Mais moi, au bout de quatre jours de ce traitement, je sens mon petit corps défaillir ! Encore une saloperie d’oued bien gonflé par les pluies à franchir. Ni une, ni deux, je prends mon élan et finis à plat ventre au fond de l’oued. Trempé, transi de froid, tout comme les fringues et le duvet qui sont d’ailleurs dans mon sac à dos. Ne rien dire, aller jusqu’au bout de soi … sauf que je sens qu’on est bien au bord là. Du bout du moi. Devant nous, une falaise et 20 mètres en contrebas, l’Atlantique qui gronde ! Un improbable chemin accroché à flan de falaise nous ouvre les portes de la plage. Ok mais pour quoi faire ? Un pêcheur vient à notre rencontre et nous propose l’hospitalité… dans sa cabane sans toît! Ok, Allah est grand mais là, je commence à bouillir … malgré le froid, je sais pas si tu me suis ! On remonte sur les meules pour faire 20 bornes plein nord sur la plage et tomber sur l’oued Noun , lui aussi gorgé d’eau. Sans rire, à la lueur de nos phares faiblards, on dirait la puissance du Zambèze ! P…., j’ai envie de craquer !

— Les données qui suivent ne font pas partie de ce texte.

PR #6548, opened 2018-06-06
Musl: last remaining tweaks

joakim-noah:
`tzname` is unset by default on Musl, and @jercaianu added more code below `SbrkRegion`, so need to version out that part alone for Musl now. With this pull, all Phobos tests pass with Musl on Alpine.

### DIFF
--- a/std/datetime/timezone.d
+++ b/std/datetime/timezone.d
@@ -781,7 +781,11 @@ public:
 
     @safe unittest
     {
-        assert(LocalTime().dstName !is null);
+        // tzname, called from dstName, isn't set by default for Musl.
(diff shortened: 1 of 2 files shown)


std/datetime/timezone.d
```diff
@@ -781,7 +781,10 @@ public:
 
     @safe unittest
     {
-        assert(LocalTime().dstName !is null);
+        version(CRuntime_Musl)
```
wilzbach: A comment here would probably help people reading this in the future.

joakim-noah: Done, this thread seems to confirm it's not set by default, TooTallNate/node-time#94.

PR #6550, opened 2018-06-06
Add an Assert hook to CheckedInt

wilzbach:
Okay I forgot that I created https://github.com/dlang/phobos/pull/5928 a while ago and it seems we now have three options to fix https://issues.dlang.org/show_bug.cgi?id=18024

1) https://github.com/dlang/phobos/pull/5928 - remove Warn from Abort
2) https://github.com/dlang/phobos/pull/6369 - use @trusted Warn
3) this PR - add Assert and `alias Abort(T) = Checked!(Checked!(T, Abort), Warn)`

All options have their pros/cons, but mostly they don't differ so much, so we should really start to agree on one option..

See also: https://github.com/dlang/phobos/pull/6369 and https://github.com/dlang/phobos/pull/5928

### DIFF
--- a/std/experimental/checkedint.d
+++ b/std/experimental/checkedint.d
@@ -54,6 +54,9 @@ $(BOOKTABLE ,
     $(TR $(TD $(LREF Throw)) $(TD
         fails every incorrect operation by throwing an exception.
     ))
+    $(TR $(TD $(LREF Assert)) $(TD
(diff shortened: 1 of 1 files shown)


RazvanN7:
This has been fixed by: https://github.com/dlang/phobos/pull/7909

PR #6551, opened 2018-06-08
bigint: sink param should be scope

WalterBright:
Sinks should never leak their parameter.

### DIFF
--- a/std/format.d
+++ b/std/format.d
@@ -2046,7 +2046,7 @@ void formatValue(Writer, T, Char)(auto ref Writer w, auto ref T val, const ref F
    {
        int x, y;
 
-       void toString(scope void delegate(const(char)[]) @safe sink,
+       void toString(scope void delegate(scope const(char)[]) @safe sink,
                      FormatSpec!char fmt) const
        {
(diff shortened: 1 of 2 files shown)


std/format.d
```diff
@@ -3656,15 +3656,15 @@ private template hasToString(T, Char)
...
     }
-    else static if (is(typeof({ T val = void; val.toString((const(char)[] s){}, "%s"); })))
+    else static if (is(typeof({ T val = void; val.toString((scope const(char)[] s){}, "%s"); })))
     {
         enum hasToString = 3;
     }
-    else static if (is(typeof({ T val = void; val.toString((const(char)[] s){}); })))
+    else static if (is(typeof({ T val = void; val.toString((scope const(char)[] s){}); })))
     {
         enum hasToString = 2;
```
wilzbach: I'm not sure whether we can modify these overload checks without a deprecation period.

WalterBright: Because of contravariance, it should still work with the non-scope versions.

wilzbach:
This is in master now.

PR #6553, opened 2018-06-08
LockingTextWriter() should not leak its parameter

WalterBright:


wilzbach:
This is technically a breaking change. Are we sure we want to do this in such a popular module without a deprecation period?

WalterBright:
It shouldn't be a breaking change because the constraint is on LockingTextWriter(), not its parameter. BTW it's hopeless moving forward with dip1000 without this change.

WalterBright:
> inferred anyway?

The calls to formattedWrite() are such a circular thicket of delegates and templates the compiler gives up on it.

schveiguy:
> the compiler gives up on it.

Really? I didn't know that could happen. That's a bit concerning actually, since usually you depend on the compiler to determine attributes for templates.

WalterBright:
More specifically, it gives up when the inference graph is circular. There's a bugzilla issue on that posted by Andrei, but I don't have a link handy for it.
Follow the formatting templates, they go in a circle :-) there is no bottom.

schveiguy:
> it gives up when the inference graph is circular

Ah! That makes more sense, and is a different kind of problem. :)

PR #6558, opened 2018-06-08
Appender: should be scope since it copies its arguments

WalterBright:


dukc:
This does not convince me. The element itself is copied, but if it has mutable indirection it's contents are not.

You do not want to put a pointer to a local into a global array.

RazvanN7:
This function is now an alias to put, therefore this change is no longer necessary.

Providence, un autre pêcheur vient à notre rencontre nous indiquer où franchir l’oued. Ça passe ! Et alors on fait quoi maintenant ? On grimpe à nouveau la falaise pour tomber sur un groupe de 3 maisons. Il est 23 heures, le supplice a assez duré. Sort un type qui nous propose de passer la nuit chez lui ! Non pas dans une chambre, dans une pièce commune où dorment aussi les enfants et les grands parents ! Je me glisse dans mon duvet trempé, tente de faire abstraction de complaintes dont je ne saurais jamais si elles étaient des incantations ou de la souffrance, pour tenter de fermer un œil. Et là, tu sais quoi ? Il me tombe une première goutte sur le visage, la maison n’est pas étanche, je me suis installé au seul endroit où il pleut.

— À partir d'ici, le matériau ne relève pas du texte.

PR #78, opened 2017-07-10
README: Make the description more approachable

46bit:
The existing README is written in technical language that assumes a lot 
of PaaS-specific knowledge. Setting it up for myself involved a lot of 
questions as to its meaning. 

## What

This adds a one-line explanation that is understandable with basic knowledge of Vagrant. In particular my questions were:

* What does it mean to be outside an environment? (I didn't ask this one because it didn't seem crucial.)
* Is a VPC the same as an environment?
* Where does the Vagrant instance run? (At first I'd assumed it ran locally but then it was talking about an AWS plugin.)

I think this description of Concourse Lite gives enough context at a basic level for people to figure these questions out themselves. Explaining that Vagrant is using AWS made the instructions lengthier and broke up the this-then-that layout they have at present.

I'm very much open to feedback on how to improve this or change further.

## How to review

Examine whether the changes seem helpful, don't omit important technical detail for the experienced, (and whether anything else should be done.)

## Who can review

Anyone except @LeePorte and I.

### DIFF
--- a/README.md
+++ b/README.md
@@ -11,11 +11,15 @@ any kind of deployment environment.
 
 ## Concourse Lite
 
-This runs outside an environment and is responsible for creating and
-destroying a VPC containing Bosh and Concourse.
+Concourse Lite is responsible for bootstrapping a full Bosh and Concourse 
+environment ([paas-cf][]). First it creates a Vagrant instance running on AWS.
+Second this Vagrant instance is used to provision the full environment.
+
 You don't need to keep this running once Concourse is deployed,
 and you can create it again when Concourse needs to be modified
 or destroyed.
+
+[paas-cf]: https://github.com/alphagov/paas-cf
 
 ### Prerequisites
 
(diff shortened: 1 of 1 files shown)


README.md
```diff
@@ -11,12 +11,16 @@ any kind of deployment environment.
 
 ## Concourse Lite
 
-This runs outside an environment and is responsible for creating and
-destroying a VPC containing Bosh and Concourse.
+Concourse Lite is responsible for bootstrapping a full Bosh and Concourse 
+environment ([paas-cf][]). First it creates a Vagrant instance running on AWS.
```
alext, line 15: This link isn't quite correct in this context. paas-cf uses this Bosh and Concourse to deploy CloudFoundry.

README.md
```diff
@@ -11,12 +11,16 @@ any kind of deployment environment.
...
+Second this Vagrant instance is used to provision the full environment.
```
alext, line 16: This instance isn't used for anything other than provisioning the Bosh and Concourse. Once that step is completed, this is no longer used.

46bit:
@alext I could also add an explanation of what the build and deployer concourses are (CI-only environment and CloudFoundry respectively) further down. It's probably best if I revisit this after tomorrow's architecture talk when I'll have a better understanding.

46bit:
I think it would help to document how the pipeline setup works for onboarding, but I don't feel that I'm comfortable enough with the architecture yet to do it. Closing for now.

PR #80, opened 2017-07-24
[#137364635] Fix pipelines.sh when SKIP_COMMIT_VERIFICATION unset.

alext:
## What

This was erroring when this variable isn't set. It's only typically set
in dev environments.

On line 47 of this script we're using ${SKIP_COMMIT_VERIFICATION:-}, but
this hadn't been repeated in the generate_vars_file block, leading to
the error:
```
.../paas-bootstrap/concourse/scripts/pipelines.sh:
line 11: SKIP_COMMIT_VERIFICATION: unbound variable
```

## How to review

* Delete the `$(eval export SKIP_COMMIT_VERIFICATION=true)` line from `dev` target in the `Makefile` locally.
* Create a bootstrap concourse (`make dev deployer-concourse bootstrap`)
* Verify that it doesn't error when pushing the pipelines to this concourse.

## Who can review

Not me.


bleach:
LGTM and works in my dev env

PR #82, opened 2017-07-24
Use gem to merge and sign PRs

alext:
## What

We've extracted this into a gem, so there's no longer a need to maintain
the script in this repo.

This reverts some of the changes made in 309302f when these scripts were
added.

See also https://github.com/alphagov/paas-cf/pull/987 for the same change in paas-cf.

## How to review

Code review. The gem itself has already been reviewed here: alphagov/paas-github_merge_sign#1

Optionally, you could use this branch to merge a PR to verify it all works.

## Who can review

Not me.


dcarley:
I used this PR to merge itself (because the code executes before the branch is switched) 😁

PR #89, opened 2017-09-12
[#150512756] IPv4 Keyservers

alext:
## What

We're experiencing an intermittent problem since we've upgraded
Concourse and garden-runc where gpg will intermittently return an error:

Et bien sache que cet instant est resté pour toute ma vie mon point de repère, mon étoile du berger, mon niveau 10 sur l’échelle de Richter de ce que mon caractère pouvait supporter. Depuis, chaque fois que je vis un moment difficile ou inconfortable, je repense à ce moment qui, toute proportions gardées, avait failli venir à bout de ma raison.
Mais je voulais aussi venir à Foum Assaka pour conjurer le sort puisque la deuxième fois que j’y suis passé, je m’y suis cassé le poignet (double fracture têtes de radius et cubitus, 6 heures pour rejoindre une clinique à Agadir) lors du franchissement d’une dune cassée suivie d’un fond plat dur comme du béton. Et puis, Foum Assaka, c’est quand même 20 bornes de plage à fond, façon Touquet ou Lac Rose. C’est pas rien comme symbole dans notre périple ! Autant de raisons de ne pas rater cet endroit !

Voilà pourquoi j’ai dû bien saouler Amaury avec ma Madeleine de Proust et mes souvenirs à deux balles ! On est arrivé face à la madeleine. Enfin face à la mer quoi. Elle était haute. Les dunes avaient disparues et avaient été remplacées par un groupe de maisons sans charme et pas vraiment finies d’ailleurs. On a attendu que la marée baisse. Limite tombée de la nuit, on s’est élancé sur la plage pour … 800 mètres de course folle … mais courte! Bah ouais, le coefficient de marée n’étant pas assez fort, nous n’avons pas pu contourner un rocher!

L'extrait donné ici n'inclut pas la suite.